Fayrouz (C) performs at Beirut's Picadilly Theatre in 1975 with William Haswani (R) and her son Ziad Rahbani (L), dressed as Ottoman policemen, in the musical play Mais el-Rim, written by the Rahbani Brothers. (AFP)

Fayrouz remained in Lebanon for the entirety of the war and refused to take sides. Although she continued to sing in venues across the world, she did not perform in Lebanon until the conflict was over. This neutrality, and the patriotic nature of many of her songs, meant she was a rare symbol of national unity, with all sides listening to her music throughout the 15 years of civil war. She was, as Saleh says, an “emotional anchor for all Lebanese during the war,” regardless of religion or political beliefs. When she released “Li Beirut“ (arranged and adapted by her son Ziad Rahbani) in 1984, Fayrouz and Beirut became inseparable. More than ever she embodied the very essence of what it meant to be Lebanese.

None of which would have been possible without the music of the Rahbani Brothers. Fayrouz, who was a chorus singer at Radio Lebanon in the early 1950s, met Mansour and Assi Rahbani through the composer Halim El-Roumi in 1951. She went on to marry Assi a few years later and together the trio would revolutionize popular Lebanese music. The Rahbani Brothers fused musical genres, including Levantine folkloric traditions and the music of Latin America, and incorporated both Western and Russian elements into their compositions. It was Fayrouz, however, who gave voice to their musical vision.



Fayrouz sang of an almost mythical Lebanon.
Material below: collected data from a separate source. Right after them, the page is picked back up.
PR #1942, opened 2021-05-28
Add timeout to #consume()

SeanMcCord:
There are currently many ways the bot could be interrupted during consume. Examples include activating another item, being killed, etc. This change is meant as a robust fallback in case the server does not acknowledge the consumption.


KaffinPX (approved):
legit lets see it passes tests?

rom1504 (approved):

She sang of love and desire, but also of an idealized Lebanese mountain village, of olive trees and jasmine, of vineyards and streams. “Lyrically, they created the Lebanon we now love,” says Saleh of the brothers, who followed in the footsteps of writers such as Khalil Gibran and Mikhail Naimy, who helped to forge a romanticized image of Lebanon that many of its citizens still cling to today.
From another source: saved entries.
PR #1948, opened 2021-05-31
Optimize findblock distance filter

a1cd:
by not using `distanceTo()`, we dont use `Math.sqrt()` which is costly in processing. Instead, we can square the `maxDistance` once before anything else and use distance squared for the distance from the beginning search point. This works because we are only comparing distances, not performing arithmetic or using it for anything significant.

This also works when sorting the blocks by distance because we only need a positive value, negative value, or `0`. Getting the difference between their exact euclidian distances is overkill.

### DIFF
--- a/lib/plugins/blocks.js
+++ b/lib/plugins/blocks.js
@@ -176,11 +176,11 @@ function inject (bot, { version, storageBuilder }) {
     // the octahedron iterator can sometime go through the same section again
     // we use a set to keep track of visited sections
     const visitedSections = new Set()
+    const maxDistanceSquared = Math.pow(maxDistance, 2)
 
     let blocks = []
     let startedLayer = 0
     let next = start
-    let maxDistanceSquared = Math.pow(maxDistance, 2)
     while (next) {
       const column = bot.world.getColumn(next.x, next.z)
       if (next.y >= 0 && next.y < 16 && column && !visitedSections.has(next.toString())) {
--- a/lib/plugins/blocks.js
+++ b/lib/plugins/blocks.js
@@ -180,6 +180,7 @@ function inject (bot, { version, storageBuilder }) {
     let blocks = []
     let startedLayer = 0
     let next = start
+    let maxDistanceSquared = Math.pow(maxDistance, 2)
     while (next) {
       const column = bot.world.getColumn(next.x, next.z)
       if (next.y >= 0 && next.y < 16 && column && !visitedSections.has(next.toString())) {
@@ -189,7 +190,7 @@ function inject (bot, { version, storageBuilder }) {
           for (cursor.x = next.x * 16; cursor.x < next.x * 16 + 16; cursor.x++) {
             for (cursor.y = next.y * 16; cursor.y < next.y * 16 + 16; cursor.y++) {
               for (cursor.z = next.z * 16; cursor.z < next.z * 16 + 16; cursor.z++) {
-                if (fullMatcher(cursor) && cursor.distanceTo(point) <= maxDistance) blocks.push(cursor.clone())
+                if (fullMatcher(cursor) && cursor.distanceSquared(point) <= maxDistanceSquared) blocks.push(cursor.clone())
               }
             }
           }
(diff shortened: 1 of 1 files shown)


rom1504:
What performance gain did you observe with this change ?

a1cd:
I have not observed a performance increase but i have had dramatic speed increases in similar code. It was trying to compare the distance between thousands of points as fast as possible.

It also makes intuitive sense. For example, is it easier to multiply two numbers, square root it and compare the result to another number that you also had to square root? OR. Just compare two numbers that were multiplied together with another set of numbers that were multiplied? (it's easier not to square root) This is also true with computers. it takes so much more time to divide or root a number than to multiply or add it.

a1cd:
i can test to see if it performs better but this may take a while. (mineflayer is acting weird on my computer)

rom1504:
I'm curious to see the results of a benchmark.
I expect reading the blocks is the bottleneck rather than distance computation. Sqrt is highly optimised

a1cd:
wow, all failed, that's sad. Easy fix though. 

I do not believe it will be such a big improvement. like you said, getting the blocks from memory is likely a bottleneck but i have found that it is much faster to not use sqrt.

rom1504:
Ok anyway it should break anything to make that change, it's pretty simple.
Can you fix the lint ? (Run `npm run fix`)

Karang:
> I'm curious to see the results of a benchmark.
> I expect reading the blocks is the bottleneck rather than distance computation. Sqrt is highly optimised

I would be surprised if this make a difference at all, reading the blocks is indeed the bottleneck. That being said, the code changes proposed here are not harmful, so there is no reason to not accept it.

(But if you are willing to go to this level of micro-optimisations, don't use Math.pow() for squaring...)

To complete a bit the story on sqrt, and back up rom's claims: all modern cpus hardware includes some form of sqrt instructions that usually execute the operation in a few cycles (throughput of 3 cycles on modern x86 https://software.intel.com/sites/landingpage/IntrinsicsGuide/#text=sqrt_ss&expand=5389). So unless your language or library isn't taking advantage of those or if you do nothing else than sqrt, its unlikely to have a significant impact on your performances.

a1cd:
<meta name="ProgId" content="Excel.Sheet">
<meta name="Generator" content="Microsoft Excel 15">
<link id="Main-File" rel="Main-File" href="file:////Users/24wilber/Library/Group%20Containers/UBF8T346G9.Office/TemporaryItems/msohtmlclip/clip.htm">
<link rel="File-List" href="file:////Users/24wilber/Library/Group%20Containers/UBF8T346G9.Office/TemporaryItems/msohtmlclip/clip_filelist.xml">
<style>

</style>





&nbsp; | t1 time | t1 total | t2 time | t2 total
-- | -- | -- | -- | --
0 | 32.48 | 8158 | 31.48 | 8209
1 | 27.08 | 8257 | 18.31 | 8159
2 | 21.84 | 8159 | 17.56 | 8158
3 | 26.65 | 8107 | 15.26 | 8056
4 | 19.97 | 8106 | 22.91 | 8158
5 | 20.27 | 8058 | 21.46 | 8158
6 | 15.53 | 7740 | 27.31 | 7930
7 | 20.34 | 7948 | 21.38 | 8022
8 | 25.24 | 7935 | 22.14 | 8019
&nbsp; | 23.2666667 | 8052 | 21.9788889 | 8096.55556
&nbsp; | &nbsp; | &nbsp; | &nbsp; | &nbsp;
&nbsp; | &nbsp; | &nbsp; | difference | &nbsp;
&nbsp; | &nbsp; | &nbsp; | -1.2877778 | &nbsp;

it is 1.2ms faster on average.

a1cd:
yes this is fine, its possible that there is no difference, the tests are +/- 1.8 ms inaccurate but my math may be off. This means it could have just been slightly faster or up to 3ms faster which is still not a huge gain.

rom1504:
What code did you run to get these results?

a1cd:
i used a previous test that was committed and the test on this commit request

a1cd:
i just copied and pasted them into excel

As the Palestinian poet and film director Hind Shoufani notes, Fayrouz represents “the village girl, the stories of love, the fetching of fresh water, the mountain, the resistance, the power of the people; that kind of simple, beautiful daily existence that is in harmony with nature.” As such, her songs have an additional, heartbreaking poignancy, because the Lebanon she sings of bears no resemblance to the Lebanon of today. She sings of a fading dream — one that is shared by much of the Arab world.

Fayrouz and her husband Assi Rahbani (second from right) arrive at Orly Airport in France in 1975 and are met by French impresario Johnny Stark (R). (Getty)

That vision was rooted in Lebanon’s golden age, with Fayrouz intimately linked to the formation of a national cultural identity in the years following independence from France. As the acclaimed indie-music producer Zeid Hamdan says, Fayrouz would carry that identity “with elegance and depth like no other singer.”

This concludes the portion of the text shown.